Monday, December 21st, 2020
High Output Management
Andrew S. Grove
♦♦♦♦♦
In his careful, cogent and memorable take on effective management, Silicon Valley founding father Andy Grove places a surprising emphasis on meetings; he has the temerity to take issue with — or at least, refine — Peter Drucker’s admonition that they’re a waste of time. Grove’s issue: meetings are the very medium of management; his refinement: that there are actually two major types of meeting, routine and ad hoc, and it’s where there’s a profusion of the latter that something’s amiss.
This erstwhile CEO of Intel notes that while most management books are targeted either at the very top or the very bottom — at the CEO or at those who directly manage frontline workers — the majority of managers manage other managers, and it’s for them he mostly writes, the middle managers.
The book has the authority of someone eager to share lessons from his own extensive experience — indeed he seems to have always worked with one eye towards gaining such knowledge, in no small part because being able to convey what one knows ensures that one actually understands it; that is, managers should also write and teach.

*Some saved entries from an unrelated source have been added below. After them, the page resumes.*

PR #989, opened 2025-01-03
feat: async burning of shares

8sunyuan:
### Description
This PR removes synchronous burning and adding a separate permissionless function that can clear `burnableShares` for all the accumulated slashed shares for a StrategyManager Strategy. 
This implies that when AVSs slash by calling `AllocationManager.slashOperator`, the call stack no longer has the underlying ERC20 token transfer included and we avoid some of the edge cases revolving around the previous try/catch design.

Additionally:
~Removes the function `SlashingLib.scaleSharesForBurning` which is used for calculating the amount of shares to slash in the withdrawal queue. This was removed as its logic is equivalent to `calcSlashedAmount` and cleans up some of the code.~ This is actually not correct, operatorShares and scaledShares are not used equivalently because operatorShares decreases over time upon each slash so do a mulWad(maxMagnitude) is not equivalent to calculating the amount slashed. 
TL;DR the original implementation should remain as-is

### DIFF
--- a/src/contracts/core/StrategyManager.sol
+++ b/src/contracts/core/StrategyManager.sol
@@ -141,7 +141,18 @@ contract StrategyManager is
     }
 
     /// @inheritdoc IStrategyManager
-    function burnShares(IStrategy strategy, uint256 sharesToBurn) external onlyDelegationManager {
+    function increaseBurnableShares(IStrategy strategy, uint256 addedSharesToBurn) external onlyDelegationManager {
+        // burning shares is functionally the same as withdrawing but with different destination address
+        burnableShares[strategy] += addedSharesToBurn;
+        emit BurnableSharesIncreased(strategy, addedSharesToBurn);
+    }
+
+    /// @inheritdoc IStrategyManager
+    function burnShares(IStrategy strategy, uint256 sharesToBurn) external nonReentrant {
+        require(strategyIsWhitelistedForDeposit[strategy], StrategyNotWhitelisted());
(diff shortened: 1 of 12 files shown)


src/contracts/core/StrategyManager.sol
```diff
@@ -141,7 +141,18 @@ contract StrategyManager is
...
+        burnableShares[strategy] += addedSharesToBurn;
+        emit BurnableSharesIncreased(strategy, addedSharesToBurn);
+    }
+
+    /// @inheritdoc IStrategyManager
+    function burnShares(IStrategy strategy, uint256 sharesToBurn) external nonReentrant {
+        require(strategyIsWhitelistedForDeposit[strategy], StrategyNotWhitelisted());
+        require(sharesToBurn <= burnableShares[strategy], BurnSharesAmountTooHigh());
+        burnableShares[strategy] -= sharesToBurn;
+        emit BurnableSharesDecreased(strategy, sharesToBurn);
```
wadealexc: Shouldn't this just burn all available burnable shares?

8sunyuan: I was uncertain whether or not there would be liability issues so I was unsure about this too

wadealexc: I think more decision making ability typically correlates with more liability so my instinct would be to make it all or nothing

wadealexc:
Looks like rebasing went awry? The `docs/release` folder should not be in this PR

8sunyuan:
Rebasing is off, closing this in favor of https://github.com/Layr-Labs/eigenlayer-contracts/pull/1001

PR #1001, opened 2025-01-06
refactor: async burning

8sunyuan:
### Description
This PR removes synchronous burning and adding a separate permissionless function that can clear `burnableShares` for all the accumulated slashed shares for a StrategyManager Strategy. 
This implies that when AVSs slash by calling `AllocationManager.slashOperator`, the call stack no longer has the underlying ERC20 token transfer included and we avoid some of the edge cases revolving around the previous try/catch design.

### Changes
- Added `burnableShares` storage to StrategyManager and two separate functions `increaseBurnableShares`, `burnShares`
- Renamed `burnOperatorShares` -> `slashOperatorShares` since burning no longer occurs within the same transaction
- Interfaces, events
- `DelegationUnit.t.sol`: renaming to `slashOperatorShares`


wadealexc (approved):
LGTM. If we want to add in some EPM logic now's the time :)

ypatil12 (approved):
LGTM

PR #1004, opened 2025-01-07
docs: finish delegation manager docs

wadealexc:


docs/core/DelegationManager.md
8sunyuan, line 1: registerAsOperator is missing `allocationDelay` in the Effects section and needs to note that its actually stored in the ALM.

8sunyuan: Ah I guess not needed since it notes it in the params and its not stored in the DelegationManager contract storage

docs/core/DelegationManager.md
```diff
@@ -245,6 +239,8 @@ Of these mappings, only `pendingWithdrawals` and `cumulativeWithdrawalsQueued`
```
8sunyuan, line 239: "Of these mappings, only `pendingWithdrawals` and `cumulativeWithdrawalsQueued`"

Incomplete sentence. I think what is being meant to say is only these storage mappings are used in legacy withdrawals.

docs/core/DelegationManager.md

Grove defines the aim of management as increasing the productivity of subordinates, which can be achieved in only two ways: by improving their skills and by improving their motivation. Skills are improved by training, which the manager should undertake himself, considering it not busywork but an opportunity to solidify his own understanding and role-model corporate behavior. Motivation meanwhile is improved best via one-on-one performance reviews. These measures for corporate success are bracingly clear and specific — both the reasoning behind them and how to undertake them.
A refugee from Nazi Europe, Grove may be a legend yet the book is suffused with a democratic humility, a great American sense that success can be approached by all as an engineering problem. A book among books.
PS — A high testament: I actually remembered all these points without reopening High Output Management. I don’t think that’s ever happened before.
Wednesday, December 16th, 2020
The architect would surely be pleased that there is once again a Frank Lloyd Wright hotel in Japan — though he’d probably say: Just the one? (Actually it’s not by Wright but Arata Endo, who seems a tasteful and disciplined disciple.)
The first lab-grown chicken meat will be served at a Singapore restaurant this weekend!
Good old Speccie:
For Britain, there are many lessons to be learned from the IDF, a democratic military machine that relies heavily on technology to engage enemies on various fronts and in diverse contexts.
This from “Britain is right to pursue closer military ties to Israel” by Jake Wallis Simons. I had not known that the source of Israel’s tip-off regarding Syria’s North Korean nuclear reactor was a British spy.
Tuesday, December 15th, 2020
Monday, December 14th, 2020
Dave Rupert does a nice job (April 2018) listing the pitfalls of card UIs. I’m beginning to think though that for Rupert, a long list of drawbacks is throat-clearing for “I’m going ahead with this.”
Friday, December 11th, 2020
I’ve been surprised and disappointed by just how many people are hesitant to take up the COVID-19 vaccines now coming online. In this concerned Nautilus article “How to Build Trust in Covid-19 Vaccines”, the authors take on the issue with sober good sense, eg:
Mandatory vaccination policies should be avoided because they could backfire. More acceptable would be tying vaccination status to travel or access to public places.